Using the data below, return every line that holds the word "getFieldValueCount".
++++ DATA LISTING
PR #1368, opened 2015-01-09
[Sprint 41] XD 2410 & 2412: fix FieldValueCounter names and behavior

ericbottard:


spring-xd-analytics/src/main/java/org/springframework/xd/analytics/metrics/redis/RedisFieldValueCounterRepository.java
```diff
@@ -54,20 +54,16 @@ public RedisFieldValueCounterRepository(RedisConnectionFactory connectionFactory
...
-					increment(fieldValueCounter.getName(), entry.getKey(), entry.getValue());
-				}
-			}
-			else {
-				increment(fieldValueCounter.getName(), MARKER, 0);
-			}
+		delete(fieldValueCounter.getName());
+		for (Map.Entry<String, Double> entry : fieldValueCounter.getFieldValueCount().entrySet()) {
+			increment(fieldValueCounter.getName(), entry.getKey(), entry.getValue());
 		}
```
markpollack: The test in `RedisFieldValueCounterRepositoryTests` fails now.

----
	public void testCrud() {
		FieldValueCounter counter = new FieldValueCounter(tickersFieldValueCounterName);

		// Test with initial save
		FieldValueCounter fvTickersCounter = fieldValueCounterRepository.save(counter);
		assertThat(fieldValueCounterRepository.findOne(fvTickersCounter.getName()), notNullValue());
----
I think the previous code  was trying to fake saving a 0 value entry in redis to preserve 'i saved an empty FVC' semantics.  This seems to still be needed, I updated the save method to.

----
	public <S extends FieldValueCounter> S save(S fieldValueCounter) {
		delete(fieldValueCounter.getName());
		increment(fieldValueCounter.getName(), MARKER, 0);
		for (Map.Entry<String, Double> entry : fieldValueCounter.getFieldValueCount().entrySet()) {
			increment(fieldValueCounter.getName(), entry.getKey(), entry.getValue());
		}
		return fieldValueCounter;
	}
----

and it saves correctly now.  Will add as part of merge.

markpollack:
rebased, squashed and merged as d7563443d6a127c7e0eafe9de71434da1c14c61d

PR #1370, opened 2015-01-09
[Sprint: 41] XD-2547 accept any file name for module configuration and added some tests

dturanski:


spring-xd-module/src/main/java/org/springframework/xd/module/support/ModuleUtils.java
```diff
@@ -75,24 +73,29 @@ public static Resource modulePropertiesFile(SimpleModuleDefinition definition, C
...
 		String ext = extension.startsWith(".") ? extension : "." + extension;
-		for (String fileName : supportedFileNames) {
-			Resource candidate = new ClassPathResource(String.format("/%s/%s%s", "config", fileName, ext),
-					moduleClassLoader);
-			if (candidate.exists() && candidate.isReadable()) {
-				Assert.isNull(result, String.format("duplicate module definitions found: %s and %s",
-						(result == null ? "" : result.getFilename()), candidate.getFilename()));
-				result = candidate;
+		try {
+			Resource[] resources = resolver.getResources("/config/*" + ext);
```
ericbottard: We need to be wary that using the `moduleClassLoader` as it is currently constructed, may return any classpath resource that is inside a `/config/` dir (_e.g._ if log4j.jar has `/config/foo.properties`, this **will** be returned).

Maybe we need to pass only a "top level module classloader" for that purpose

spring-xd-module/src/main/java/org/springframework/xd/module/support/ModuleUtils.java
```diff
@@ -75,24 +73,29 @@ public static Resource modulePropertiesFile(SimpleModuleDefinition definition, C
 	}
 
 	/**
-	 * Return an expected module resource searching conventional file names. Will throw an exception if more than one
-	 * such resource exists
+	 * Return an expected module resource given a file extension. Will throw an exception if more than one such
+	 * resource
```
ericbottard: weird javadoc formatting (+ missing end dot)

spring-xd-module/src/test/java/org/springframework/xd/module/core/ModuleFactoryTests.java
```diff
@@ -58,6 +58,25 @@ public void createXmlModule() {
...
+	@Test(expected = IllegalStateException.class)
+	public void multipleXmlConfigThrowsException() {
+		createResourceConfiguredModule("invalid",ModuleType.processor);
+	}
+
+	@Test(expected = IllegalArgumentException.class)
+	public void missingConfigThrowsException() {
+		ModuleDefinition moduleDefinition = ModuleDefinitions.simple("missing", ModuleType.processor,
+				"classpath:/ModuleFactoryTests/modules/processor/missing");
+		ModuleDescriptor moduleDescriptor = new ModuleDescriptor.Builder()
```
ericbottard: Just browsing through the web interface at the moment, but I don't see `moduleDescriptor` being used in the test

spring-xd-module/src/main/java/org/springframework/xd/module/core/JavaConfiguredModule.java
```diff
@@ -62,8 +57,10 @@ protected void configureModuleApplicationContext(SimpleModuleDefinition moduleDe
 	}
 
 	public static String[] basePackages(SimpleModuleDefinition moduleDefinition, ClassLoader moduleClassLoader) {
-		Resource propertiesFile = ModuleUtils.locateModuleResource(moduleDefinition, moduleClassLoader,".properties");
-		Assert.notNull(propertiesFile, "required module properties not found.");
+		Resource propertiesFile = ModuleUtils.locateModuleResource(moduleDefinition, moduleClassLoader, ".properties");
+		if (propertiesFile == null) {
+			return new String[0];
```
ericbottard: From the implementation of `scan()` downstream, seems like we'd better fail fast:
```java
	/**
	 * Perform a scan within the specified base packages.
	 * <p>Note that {@link #refresh()} must be called in order for the context
	 * to fully process the new classes.
	 * @param basePackages the packages to check for annotated classes
	 * @see #register(Class...)
	 * @see #refresh()
	 */
	public void scan(String... basePackages) {
		Assert.notEmpty(basePackages, "At least one base package must be specified");
		this.scanner.scan(basePackages);
	}
```

dturanski: The reason for this is ModuleFactoryTests.missingConfigThrowsException(). It's hard to tell from the existing test, since it uses @Test(expected=..) and swallows the exception. The current implementation results in a better message:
++++++++
TASK RESULT
+		for (Map.Entry<String, Double> entry : fieldValueCounter.getFieldValueCount().entrySet()) {
		for (Map.Entry<String, Double> entry : fieldValueCounter.getFieldValueCount().entrySet()) {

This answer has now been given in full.